養育費算定・不払い対策

子どもの「学習塾代・予備校代・習い事費用」は養育費へ上乗せ請求できるか

大阪弁護士会所属 弁護士 井上正人 監修

【本記事の監修者】
弁護士 井上 正人(大阪弁護士会所属 / 登録番号:第43449号 / 弁護士法人 夕陽ヶ丘法律事務所 代表弁護士)
※本記事は、民法第763条(協議離婚)、第770条(裁判離婚)、第768条(財産分与)、2026年改正民法(共同親権・法定養育費)の規定および多数の離婚・親権・財産分与の実務実績に基づきわかりやすく解説しています。

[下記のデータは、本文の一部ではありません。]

PR #711, opened 2025-06-19
Add trace recorder integration tests

dmitrii-artuhov:
This PR generalizes API for writing integrations tests for trace agent (trace debugger, trace recorder).

Left TODOs:
- [x] Add a config on teamcity to run trace recorder tests
- [x] Change packages of the integration tests so they do not have 'kotlinx' anymore
- [x] Fix trace recorder trace, so that lamdas' addresses are not printed + enable constant hashcodes as in trace debugger via jvm arg
- [ ] Select which tests to run with trace recorder (right now only all methods of `tests.contract.list.ImmutableListTest` from kotlinx-collections-immutable project)
- [ ] Change the integration tests folder structure to use `gradle subprojects` instead of `gradle source sets` (*could be done in separate PR, as it might be a more difficult task*)

### DIFF
--- a/build.gradle.kts
+++ b/build.gradle.kts
@@ -282,7 +282,6 @@ tasks {
             extraArgs.add("-Dlincheck.traceDebuggerMode=true")
             exclude("**/lincheck_test/guide/*")
         }
-        // TODO: do we need testInTraceRecorderMode in the gradle.properties then?
         val dumpTransformedSources: String by project
         if (dumpTransformedSources.toBoolean()) {
             extraArgs.add("-Dlincheck.dumpTransformedSources=true")
--- a/build.gradle.kts
+++ b/build.gradle.kts
@@ -380,7 +380,7 @@ tasks {
         classpath = sourceSets["traceRecorderTest"].runtimeClasspath
 
         outputs.upToDateWhen { false } // Always run tests when called
-        dependsOn(traceAgentIntegrationTestsPrerequisites) // TODO: do we need it here?
+        dependsOn(traceAgentIntegrationTestsPrerequisites)
     }
 
     check {
--- a/build.gradle.kts
+++ b/build.gradle.kts
@@ -78,6 +78,15 @@ sourceSets {
         }
     }
 
+    create("traceRecorderTest") {
+        java.srcDir("src/jvm/test-trace-recorder-integration")
+        configureClasspath()
+
+        resources {
+            srcDir("src/jvm/test-trace-recorder-integration/resources")
+        }
+    }
+
     dependencies {
         // main
         val kotlinVersion: String by project
@@ -101,10 +110,13 @@ sourceSets {
         val junitVersion: String by project
         val jctoolsVersion: String by project
         val mockkVersion: String by project
+        val slf4jVersion: String by project
+        val gradleToolingApiVersion: String by project
 
         testImplementation("junit:junit:$junitVersion")
         testImplementation("org.jctools:jctools-core:$jctoolsVersion")
         testImplementation("io.mockk:mockk:${mockkVersion}")
+        testImplementation("org.gradle:gradle-tooling-api:${gradleToolingApiVersion}")
 
         // integrationTest
         val integrationTestImplementation by configurations
@@ -114,13 +126,20 @@ sourceSets {
         integrationTestImplementation("org.jctools:jctools-core:$jctoolsVersion")
 
         // traceDebuggerTest
-        val gradleToolingApiVersion: String by project
         val traceDebuggerTestImplementation by configurations
         val traceDebuggerTestRuntimeOnly by configurations
 
         traceDebuggerTestImplementation("junit:junit:$junitVersion")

Q: 子どもの「学習塾代・予備校代・習い事費用」は養育費へ上乗せ請求できるか
A: 結論から申し上げますと、標準的な養育費の金額には、公立中学校や公立高校に通うことを前提とした基本的な学校教育費が含まれているため、高額な学習塾代や私立学校の学費、特別な習い事費用は原則として含まれません。しかし、夫婦間で事前に合意していた場合や、双方の収入(資力)やこれまでの生活水準に照らして合理的・必要不可欠と認められる場合には、養育費への上乗せ請求が認められる可能性があります。夕陽ヶ丘法律事務所では、具体的な資力や過去の実績に基づいた交渉をサポートします。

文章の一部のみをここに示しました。